PR #694, opened 2021-02-13
object_zl2, object_zl2_anime1 & object_zl2_anime2 OK

AngheloAlf:
Decompiled the objects of adult Zelda, used by `z_en_eg`, `z_en_zl2` and. `z_en_zl3`. I also did a bit of renaming of those actors.


fig02 (approved):
looks good, but you can remove the gitkeep files. we only need one in the asset folders root. same goes for your other open prs if they have them

AngheloAlf:
Done

assets/xml/objects/object_zl2.xml
```diff
@@ -0,0 +1,42 @@
+<Root>
+    <File Name="object_zl2" Segment="6">
+        <!-- Zelda 2 skeleton -->
+        <Skeleton Name="gZelda2Skel" Type="Flex" LimbType="Standard" Offset="0x10D70"/>
+
+        <!-- Zelda 2 eyes textures -->
+        <Texture Name="gZelda2EyesPalette" OutName="zelda_2_eyes_palette" Format="rgb5a1" Width="16" Height="16" Offset="0x2B00"/>
```
Roman971, line 7: I don't believe we have discussed a suffix for this yet, and "palette" seems a bit long, so we should probably bring it up in discord and see what people think (something like "pal" might be good enough but it's worth a discussion either way)

EllipticEllipsis: Given that we'll need to support PAL/NTSC versions of objects, that's probably the one abbreviation we don't want to use!

fig02: its important to consider, but i think context helps. and fwiw they originally used the pal abbreviation as well (see skyboxes)

fig02: We should get back to this discussion.
I still think `Pal` is fine and doesnt conflict with the region abbreviation at all (both context and capitalization make it clear imo), but if more people want TLUT then we should settle on what the majority wants

fig02: guess this conversation isnt really going to progress more, so TLUT is probably what the majority of people were favoring

Roman971:
I could be wrong, but I think the idea was to have TLUT as the suffix (all uppercase)

fig02:
Im down with either. currently we do things like `Id` instead of `ID` to follow camel case, so idk if one makes more sense over the other
Worth noting the gfx macro does it in all uppercase

AngheloAlf:
I don't like this suffix being `TLUT` in all caps, but I think we should use it like we use `DL` for display lists.

Roman971 (approved):

PR #697, opened 2021-02-13
Fix func_800BC5E0 NON_EQUIVALENT (matched)

louist103:
Apparently this function isnt equivalent.
Tested on N64.


fig02:
looking at the diff, this should 100% be equivalent. something else is the issue

fig02 (approved):

fig02:
For context, this non equivalent was not clear from just the asm that it was wrong. 
Louis watched the intro cutscene which uses transition 13, and it went to the default case and crashed instead. So this was actually just missing a case this whole time. Adding in the case fixed the seemingly unrelated instruction ordering difference as well.

Roman971 (approved):

PR #701, opened 2021-02-15
z_play.c OK

Synray:


src/code/z_play.c
```diff
@@ -333,7 +333,7 @@ void Gameplay_Init(GameState* thisx) {
     Matrix_Init(&globalCtx->state);
     globalCtx->state.main = Gameplay_Main;
     globalCtx->state.destroy = Gameplay_Destroy;
-    globalCtx->sceneLoadFlag = -0x14;
+    globalCtx->sceneLoadFlag = ~0x13;
```
fig02, line 336: are the ~0x13 changes for `sceneLoadFlag` needed to match? the game often uses 0x14 and -0x14 as values which tells me that its probably an actual negative value. not sure if our name of calling it a single "flag" is even correct tbh

but if its needed then nvm

Synray: it's not needed, I just thought it was a flag lol. It looks like it's only set to +-20, so should I change it to -20 instead?

fig02: i would say so, since thats what we have it as everywhere else

fig02: oh id also probably leave it in hex like everywhere else and we can change them all at once when it makes sense to do so. though some second thoughts are welcome
@Roman971 ?

Synray: oh rip, ok lol

fig02 (approved):

Roman971 (approved):

PR #703, opened 2021-02-16
Rename Matrix_Pull to Matrix_Pop

Roman971:
`Matrix_pull` is possibly the original name for this function (based on the AC map) but I believe "pop" is the more appropriate term for the action (pulling something out of the stack), so I think we should rename it.

This function is used in quite a few places so it might create some conflicts, but I figure this is a decent time to do it since we're pretty low on PRs atm.


fig02:
Think @AdamKiddle and others were interested in some more in depth Matrix name changes as well. Now is a great time.

I think Matrix_New can probably be improved as well. Last I had it explained to me, the term new seemed a bit confusing to what it actually does. But matrix stuff in general is still a bit over my head

mzxrules:
Looked it up on Wikipedia just to double check. Pull is an appropriate name for the operation, Pop is just the much more widely used name. 

Matrix_NewMtx is pretty complex yea. It creates a Mtx copy of sCurrentMatrix on the heap.

fig02 (approved):

fig02:
since I think we all agree on this name change specifically, we can bring this one in and then discuss our other name proposals further before making any changes

Roman971:
Fixed the conflicts and I agree on doing this rename on its own first, since the other names are still in discussion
★ ★ ★ ★ ★ ★ ★
Work item: Show each line of the material that includes the string "still" by copying it.

Response:
I still think `Pal` is fine and doesnt conflict with the region abbreviation at all (both context and capitalization make it clear imo), but if more people want TLUT then we should settle on what the majority wants
I think Matrix_New can probably be improved as well. Last I had it explained to me, the term new seemed a bit confusing to what it actually does. But matrix stuff in general is still a bit over my head
Fixed the conflicts and I agree on doing this rename on its own first, since the other names are still in discussion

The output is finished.